In a converse example, also taken from a real web page, it is sometimes highly preferable that two fields like the ones above do “stick” to each other, i.e. that the first data item appear to the right of the second when both are RTL. (Why would it be preferred here when the exact opposite was important above? Because on this page, we do not have a whole list of such lines, so we want the first character of the subject at the start of the line, not somewhere in the middle, and the end of the subject to be followed by the start of the snippet, since the latter could easily be a continuation of the former.) In such cases, pages currently often simply do nothing special between the two data items (i.e. no LRM and no <span dir=”ltr”> around the separator). With current non-isolating embed behavior, even if each of the fields is wrapped in a separate dir=”ltr” element, the two “stick” to each other and appear in the desired order. If isolation were to be applied to these elements, however, they would no longer stick, and the page would look broken. Does that mean that we really need the old embed semantics for this page? No, the right way to do this page is to explicitly make the two fields a single directional unit that, at least when they both have the same direction, flows in that direction.

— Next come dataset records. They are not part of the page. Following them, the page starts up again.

PR #138, opened 2025-09-07
Oxb 244/missing files

subygan:
## Summary by CodeRabbit

* **New Features**
  * New server endpoint to list missing files between two commits.
  * CLI: added --missing-files to push only missing file contents; push flow supports this option.

* **Performance**
  * Faster missing-file detection via parallelized checks.

* **Chores**
  * Updated concurrency dependency (rayon) to a newer minor version.

### DIFF
--- a/oxen-rust/src/lib/src/api/client/branches.rs
+++ b/oxen-rust/src/lib/src/api/client/branches.rs
@@ -541,8 +541,7 @@ mod tests {
             let opts = PushOpts {
                 remote: constants::DEFAULT_REMOTE_NAME.to_string(),
                 branch: new_branch_name.to_string(),
-                delete: false,
-                missing_files: false,
+                ..Default::default()
             };
 
             // Push new branch
@@ -573,8 +572,7 @@ mod tests {
             let opts = PushOpts {
                 remote: constants::DEFAULT_REMOTE_NAME.to_string(),
                 branch: "main".to_string(),
-                delete: false,
-                missing_files: false,
+                ..Default::default()
             };
 
             // Push main branch first
@@ -587,8 +585,7 @@ mod tests {
             let opts = PushOpts {
                 remote: constants::DEFAULT_REMOTE_NAME.to_string(),
                 branch: "branch-does-not-exist".to_string(),
-                delete: false,
-                missing_files: false,
+                ..Default::default()
             };
 
             // Then try to push branch that doesn't exist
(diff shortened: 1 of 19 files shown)


oxen-rust/src/lib/src/core/v_latest/push.rs
```diff
@@ -196,13 +209,47 @@ async fn push_commits(
...
     history: &[Commit],
+    opts: &PushOpts,
 ) -> Result<(), OxenError> {
     // We need to find all the commits that need to be pushed
     let node_hashes = history
         .iter()
         .map(|c| c.hash().unwrap())
         .collect::<HashSet<MerkleHash>>();
 
+    if opts.missing_files {
```
jcelliott, line 258: The `push_commits` function is already really long. Can we extract this missing files logic into a separate function?

oxen-rust/src/lib/src/api/client/branches.rs
```diff
@@ -537,13 +538,15 @@ mod tests {
             let new_branch_name = "my-branch";
             repositories::branches::create_checkout(&repo, new_branch_name)?;
 
+            let opts = PushOpts {
```
jcelliott, line 541: We've added many new instances of `PushOpts` that are mostly defaults. It would be cleaner to do:
```
let opts = PushOpts {
    branch: new_branch_name.to_string(),
    ..Default::default()
}
```

oxen-rust/src/lib/src/repositories/entries.rs
```diff
@@ -286,6 +287,30 @@ pub fn group_schemas_to_parent_dirs(
...
+        let entries = list_for_commit(repo, &commit)?;
+        all_entries.extend(entries);
+    }
+
+    all_entries.sort_by(|a, b| a.path.cmp(&b.path));
+    all_entries.dedup_by(|a, b| a.path == b.path);
+
+    let missing_files: Vec<CommitEntry> = all_entries
+        .into_par_iter()
+        .filter(|entry| !fs::version_path(repo, entry).exists())
```
jcelliott: We're trying to migrate everything away from directly accessing the `version_path`. You should use the version store instead:
```
// above the filter
let version_store = repo.version_store()?;
```
then:
```
.filter(|entry| !version_store.version_exists(entry.hash))
```

jcelliott (changes requested):

oxen-rust/src/lib/src/repositories/entries.rs
subygan: Okay, I'll change it. Should I make it such that, we use `version_store.version_exists(entry.hash)` under the hood for  `fs::version_path(repo,entry)` so that we it's applied everywhere?

jcelliott (approved):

To achieve that, one simply puts the element of one of the fields inside the element of the other, e.g. <span dir=”...”><b dir=”...”>subject</b> snippet</span>. This gives the intended display under both embed and isolate semantics.

Thus, while we do not really need the old embed semantics in new documents, and should deprecate their use, we can not substitute them with the new isolate semantics in existing documents without breaking them.

So, perhaps bidi isolates should be a matter of style?

If new pages should not be using non-isolate embeddings, and we want to make it possible to set up a bidi isolate via the dir attribute alone, but can not break backward compatibility by making dir=”ltr” and dir=”rtl” themselves define isolates by default, perhaps the answer is to recommend to content authors to do so in their own custom stylesheets. It’s easy enough, something like

[dir] {unicode-bidi: isolate} pre [dir=auto], textarea [dir=auto] {unicode-bidi: plaintext} bdo [dir] {unicode-bidi: bidi-override} bdo [dir=auto] {unicode-bidi: isolate-override}

Obviously, to avoid breaking existing documents, document authors should only do this for new documents built to use bidi isolates.

Unfortunately, this old/new dichotomy is extremely inconvenient for document authors with a large existing codebase. Any software library that generates HTML that may use the dir attribute must either use it as an isolate or as a non-isolate embedding. Thus, it can not be used to generate both “old” and “new” pages. The move from “old” to “new” thus can not be made gradually: either a page and all the software used to generate it is “old”, or the page and all the the software used to generate it is “new”. There is no middle ground.

This approach is also problematic when HTML needs to be converted to plain text, since the choice between LRE|RLE...PDF and LRI|RLI...PDI is no longer apparent in the mark-up, but must be relegated to consulting the style.